> TRY IT
Every line from the one with "mmmries: Hmmmm, it" to the end of the data needs to be copied exactly, and no line before it.

[Stored data]
----
Issue #13, opened 2015-09-10
Configuration options should allow to be configured via connection string


brettallred:
Currently the only supported method of configuring Bunny or MarchHare is by a configuration parameters and not by a connection string.

mmmries:
Are you thinking we parse the connection string with the `URI` module and then set the corresponding settings in the configuration parameters? That seems like a pretty simple addition.

brettallred:
```ruby
      def connection_string
        AMQ::Settings.parse_amqp_url(::ActionSubscriber.configuration.connection_string)
      end
```

liveh2o:
I'm for it!

![ezgif-3518449088](https://cloud.githubusercontent.com/assets/207933/9806811/0cf4b8dc-5807-11e5-9634-735f9064f5b4.gif)

mmmries:
We don't have `AMQ` available to us, in this project. That is the eventmachine based implementation isn't it?

brettallred:
Bunny has a dependency on amq-protocol-2.0.0.   This is found in that gem.

bunny (2.2.0)
    amq-protocol (>= 2.0.0)

mmmries:
Nice. Sorry for the confusion.

Instead of checking for the `connection_string` when we are about to use the configuration, what if we just exploded the connection string and set the corresponding settings during the configuration step?

```ruby
module ActionSubscriber
  class Configuration
    ...
    def connection_string=(url)
      settings = ::AMQ::Settings.parse_amqp_url(url)
      settings.each do |key, value|
        send("#{key}=", value)
      end
    end
    ...
  end
end
```

brettallred:
:+1: I like it.

liveh2o:
Closed by #45.

PR #45, opened 2016-01-13
Adds support for connection string - Issue #13

brettallred:
See Issue #13

### DIFF
--- a/lib/action_subscriber/configuration.rb
+++ b/lib/action_subscriber/configuration.rb
@@ -8,16 +8,16 @@ module ActionSubscriber
                   :host,
                   :hosts,
                   :mode,
-                  :pass,
+                  :password,
                   :pop_interval,
                   :port,
                   :prefetch,
                   :publisher_confirms,
-                  :user,
+                  :username,
                   :threadpool_size,
                   :timeout,
                   :times_to_pop,
-                  :vhost
+                  :virtual_host
 
     DEFAULTS = {
       :allow_low_priority_methods => false,
@@ -33,9 +33,9 @@ module ActionSubscriber
       :threadpool_size => 8,
       :timeout => 1,
       :times_to_pop => 8,
-      :user      => "guest",
-      :pass      => "guest",
-      :vhost     => "/"
+      :username => "guest",
+      :password => "guest",
+      :virtual_host => "/"
     }
 
     ##
--- a/lib/action_subscriber/configuration.rb
+++ b/lib/action_subscriber/configuration.rb
@@ -32,7 +32,6 @@ module ActionSubscriber
       :port => 5672,
       :prefetch => 200,
       :publisher_confirms => false,
-      :ssl       => false,
       :threadpool_size => 8,
       :timeout => 1,
       :times_to_pop => 8,
--- a/lib/action_subscriber/configuration.rb
+++ b/lib/action_subscriber/configuration.rb
@@ -8,13 +8,18 @@ module ActionSubscriber
                   :host,
                   :hosts,
                   :mode,
+                  :pass,
                   :pop_interval,
                   :port,
                   :prefetch,
                   :publisher_confirms,
+                  :user,
+                  :scheme,
+                  :ssl,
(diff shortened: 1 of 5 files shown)


lib/action_subscriber/configuration.rb
```diff
@@ -8,13 +8,18 @@ class Configuration
                   :host,
                   :hosts,
                   :mode,
+                  :pass,
```
film42: Password?

lib/action_subscriber/configuration.rb
```diff
@@ -8,13 +8,18 @@ class Configuration
...
                   :prefetch,
                   :publisher_confirms,
+                  :user,
+                  :scheme,
+                  :ssl,
                   :threadpool_size,
                   :timeout,
-                  :times_to_pop
+                  :times_to_pop,
+                  :vhost
```
film42: `virtual_host`?

mmmries: :+1: for expanding to the full names here

lib/action_subscriber/configuration.rb
```diff
@@ -79,6 +88,13 @@ def add_decoder(decoders)
       self.decoder.merge!(decoders)
     end
 
+    def connection_string=(url)
+      settings = ::AMQ::Settings.parse_amqp_url(url)
+      settings.each do |key, value|
+        send("#{key}=", value)
```
mmmries: if we use the full names then this probably won't work huh? Because `::AMQ::Settings` will try to pass the `key` as `vhost`, `pass`, etc...

brettallred: Correct.

brettallred: Which direction do you want to go?

mmmries:
I'm okay to use the short names, have you checked that the short names are accepted by both `march_hare` and `bunny`? Connection options are one of the places where I've seen some differences between the two libraries.

Also would you mind adding a test example of how you turn on ssl via the connection string?

brettallred:
I validated they are accepted by both

For reference:
http://rubymarchhare.info/articles/connecting.html
http://rubybunny.info/articles/connecting.html

brettallred:
Good call on the SSL.  That doesn't work as a connection option. I  removed it as a connection option since we don't need ssl support and  it doesn't look like you guys to either. If we want to support SSL there are other things we will need to add to the gem so I figure its best to leave it out for now.

film42:
:shipit:

lib/action_subscriber/configuration.rb
```diff
@@ -8,13 +8,18 @@ class Configuration
...
                   :hosts,
                   :mode,
+                  :pass,
                   :pop_interval,
                   :port,
                   :prefetch,
                   :publisher_confirms,
+                  :user,
+                  :scheme,
+                  :ssl,
```
film42: Let's get rid off this too, then.

brettallred: If we get rid of that then we can't explode the parse response into settings like @mmmries wanted to.
```
settings = ::AMQ::Settings.parse_amqp_url(url)
settings.each do |key, value|
       send("#{key}=", value)
end
```

mmmries: Hmmmm, it seems very weird to have a config option for `ssl`, but not actually support it. Can we do something like `settings.slice(:vhost, :user, :pass, ...)` so we just ignore the `ssl` part of it?

brettallred:
@mmmries - How about this?  I just brought the parser into Action Subscriber and modified it.  Now all the naming is per the suggestions, etc.

mmmries:
:+1: looks good to me. Glad that the URI parser was pretty small

:shipit:

mmmries:
BTW we have a pre-release version of the gem where we are testing out some asynchronous publishing, once that is done testing (it is in our production system right now) we will cut a new version that will include this change. Thanks for the PR @brettallred

mmmries:
#PresidentsCanCodeToo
----
> ANSWER BELOW
mmmries: Hmmmm, it seems very weird to have a config option for `ssl`, but not actually support it. Can we do something like `settings.slice(:vhost, :user, :pass, ...)` so we just ignore the `ssl` part of it?

brettallred:
@mmmries - How about this?  I just brought the parser into Action Subscriber and modified it.  Now all the naming is per the suggestions, etc.

mmmries:
:+1: looks good to me. Glad that the URI parser was pretty small

:shipit:

mmmries:
BTW we have a pre-release version of the gem where we are testing out some asynchronous publishing, once that is done testing (it is in our production system right now) we will cut a new version that will include this change. Thanks for the PR @brettallred

mmmries:
#PresidentsCanCodeToo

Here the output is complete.